▶ [Task brief]:
Copy verbatim the material from its first line to the line that holds "- Updated survey submit endpoint to return", including that line.
● ● ● ● ● ● ●
PR #5086, opened 2023-10-16
WAITP-1449: QR code generator

acdunham:
### Changes:
- Updated survey submit endpoint to handle entity create questions when these are hidden
- Updated survey submit endpoint to return a list of created entities
- Added QR code panel and modal to success screen

---

### Screenshots:
Screenshot 2023-10-16 at 4 14 03 pm

Screenshot 2023-10-16 at 4 22 26 pm

Screenshot 2023-10-16 at 4 05 15 pm

Screenshot 2023-10-16 at 4 29 32 pm

Screenshot 2023-10-16 at 4 27 29 pm


packages/datatrak-web-server/src/utils/buildUpsertEntity.ts
```diff
@@ -33,7 +34,9 @@ export const buildUpsertEntity = async (
     const fieldValue = typeof value === 'string' ? value : answers[value.questionId];
 
     if (fieldName === 'parentId') {
+      console.log('fieldValue', fieldValue);
       const entityRecord = await getEntity(fieldValue);
+      console.log('entityRecord', entityRecord);
       entity.parent_id = entityRecord.id;
```
tcaiger, line 40:
```suggestion
    if (fieldName === 'parentId') {
      const entityRecord = await getEntity(fieldValue);
      entity.parent_id = entityRecord.id;
```

packages/datatrak-web-server/src/utils/processSurveyResponse.ts
```diff
@@ -76,31 +89,20 @@ export const processSurveyResponse = async (
...
-            countryId,
-            getEntity,
-          );
-          surveyResponse.entities_upserted.push(entityObj);
-        }
-        answersToSubmit.push(answerObject);
+
+      // add the entity id to the response if the question is a primary entity question
+      case QuestionType.PrimaryEntity: {
+        const entityId = answer?.hasOwnProperty('id') ? (answer as Entity).id : (answer as string);
```
tcaiger, line 101: What is the use case where the answer is an object?

packages/datatrak-web-server/src/utils/processSurveyResponse.ts
```diff
@@ -54,13 +57,23 @@ export const processSurveyResponse = async (
...
   const answersToSubmit = [] as Record<string, unknown>[];
 
   for (const question of questions) {
     const { questionId, type } = question;
-    const answer = answers[questionId];
+    let answer = answers[questionId] as AnswerT | Entity;
+    const config = question?.config as ConfigT;
+
+    // If the question is an entity question and an entity should be created by this question, build the entity object. We need to do this before we get to the check for the answer being empty, because most of the time these questions are hidden and therefore the answer will always be empty
+    if (['PrimaryEntity', 'Entity'].includes(type) && isUpsertEntityQuestion(config)) {
```
tcaiger, line 72:
```suggestion
    if ([QuestionType.PrimaryEntity, QuestionType.Entity] && isUpsertEntityQuestion(config)) {
```
Might as well use the enum here for consistency

packages/datatrak-web-server/src/utils/processSurveyResponse.ts
acdunham: This is when a new entity has been created. When it hasn't it will be a string, because the answer will just be the entity id

packages/datatrak-web-server/src/utils/processSurveyResponse.ts
```diff
@@ -54,13 +57,23 @@ export const processSurveyResponse = async (
...
+      const entityObj = await buildUpsertEntity(config, questionId, answers, countryId, getEntity);
+      if (entityObj) surveyResponse.entities_upserted.push(entityObj);
+      answer = entityObj;
```
tcaiger, line 75: Thanks for fixing up this logic - it's pretty dense stuff 😬

packages/datatrak-web/src/features/Survey/Components/SurveyQRCode/SurveyQRCode.tsx
```diff
@@ -0,0 +1,32 @@
+/*
+ * Tupaia
+ * Copyright (c) 2017 - 2023 Beyond Essential Systems Pty Ltd
+ */
+
+import React from 'react';
+import { useLocation } from 'react-router';
+import { QRCodeList } from './QRCodeList';
+import { QRCodeModal } from './QRCodeModal';
+import { QRCodePanel } from './QRCodePanel';
```
tcaiger, line 10: I think these components are really nicely split up and organised. I'm keen to avoid nesting the folder structure too deeply and I'm keen to avoid using folders named `components` if possible as I think it's not that clear to code readers. So for this one could we just move the `SurveyQRCode` folder up one level to simply be `Survey/SurveyQRCode`?

packages/datatrak-web/src/api/mutations/useSubmitSurvey.ts
```diff
@@ -50,14 +50,19 @@ export const useSubmitSurvey = () => {
...
     },
     {
-      onSuccess: () => {
+      onSuccess: data => {
         successToast("Congratulations! You've earned a coconut", Coconut);
-        navigate(generatePath(ROUTES.SURVEY_SUCCESS, params));
+        // include the survey response data in the location state, so that we can use it to generate QR codes
+        navigate(generatePath(ROUTES.SURVEY_SUCCESS, params), {
+          state: {
+            surveyResponse: JSON.stringify(data),
```
tcaiger, line 63: This could just be an object and we could avoid stingify and parse right?

acdunham: No, with react router, you can't pass complex objects as location state, they have to be stringified

tcaiger: I reckon it does work as it's just using the browser [history object](https://developer.mozilla.org/en-US/docs/Web/API/History_API/Working_with_the_History_API) (plus I tested it :)) but I don't mind too much either way 👍

packages/datatrak-web-server/src/__tests__/utils/processSurveyResponse.test.ts
```diff
@@ -314,7 +319,10 @@ describe('processSurveyResponse', () => {
         {
           question_id: 'question1',
           type: QuestionType.Entity,
-          body: 'answer1',
```
tcaiger, line 317: I think that this should still be a string answer right? I don't think that central server handles body's that are an Entity object?

tcaiger (changes requested):
Looks great overall just one question about the Entity Question processing - I could be wrong but I think that we need to rejig to the saving of Entity Questions slightly to be strings.

tcaiger (approved):
Perfecto!

PR #5087, opened 2023-10-16
RN-1052: Improve Entity ID display in QR code image

chris-pollard:
### Changes:

- Change character wrapping limit from 12 to 13 in meditrak app and ui-components packages.


rohan-bes (approved):
EZPZ

PR #5089, opened 2023-10-16
WAITP-1454: UI changes

acdunham:
### Changes:
- Updated button disabled state opacity
- Reordered components so that survey side menu doesn't re-render on screen change and close the menu (on mobile)
- Re-ordered context so that cancel survey modal can be controlled by clicking the header logo button


tcaiger (approved):
Looks good to me - thanks for the updates :)

PR #5090, opened 2023-10-16
WAITP-1377 Forward signup route to web config server

EMcQ-BES:
### Changes:

- Fixes 404 error in datatrak web


acdunham (approved):
Thanks for doing this! I guess it's not ideal to have to use web-config-server since we want to deprecate it, but that can probably be a maintenance task when we actually do that.
I guess we need to make sure the web config api url is added to the lastpass env file too

EMcQ-BES:
@acdunham Yeah I double checked and we were already using `web-config-server` for the projects route in `datatrak-web-server` so I just did it the easy way

PR #5092, opened 2023-10-16
WAITP-1459: Remove brush from charts

acdunham:
### Changes:
- Removed Brush from charts


tcaiger (approved):
3 points in the bag :)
● ● ● ● ● ● ●
▶ [Solution below]:
PR #5086, opened 2023-10-16
WAITP-1449: QR code generator

acdunham:
### Changes:
- Updated survey submit endpoint to handle entity create questions when these are hidden
- Updated survey submit endpoint to return a list of created entities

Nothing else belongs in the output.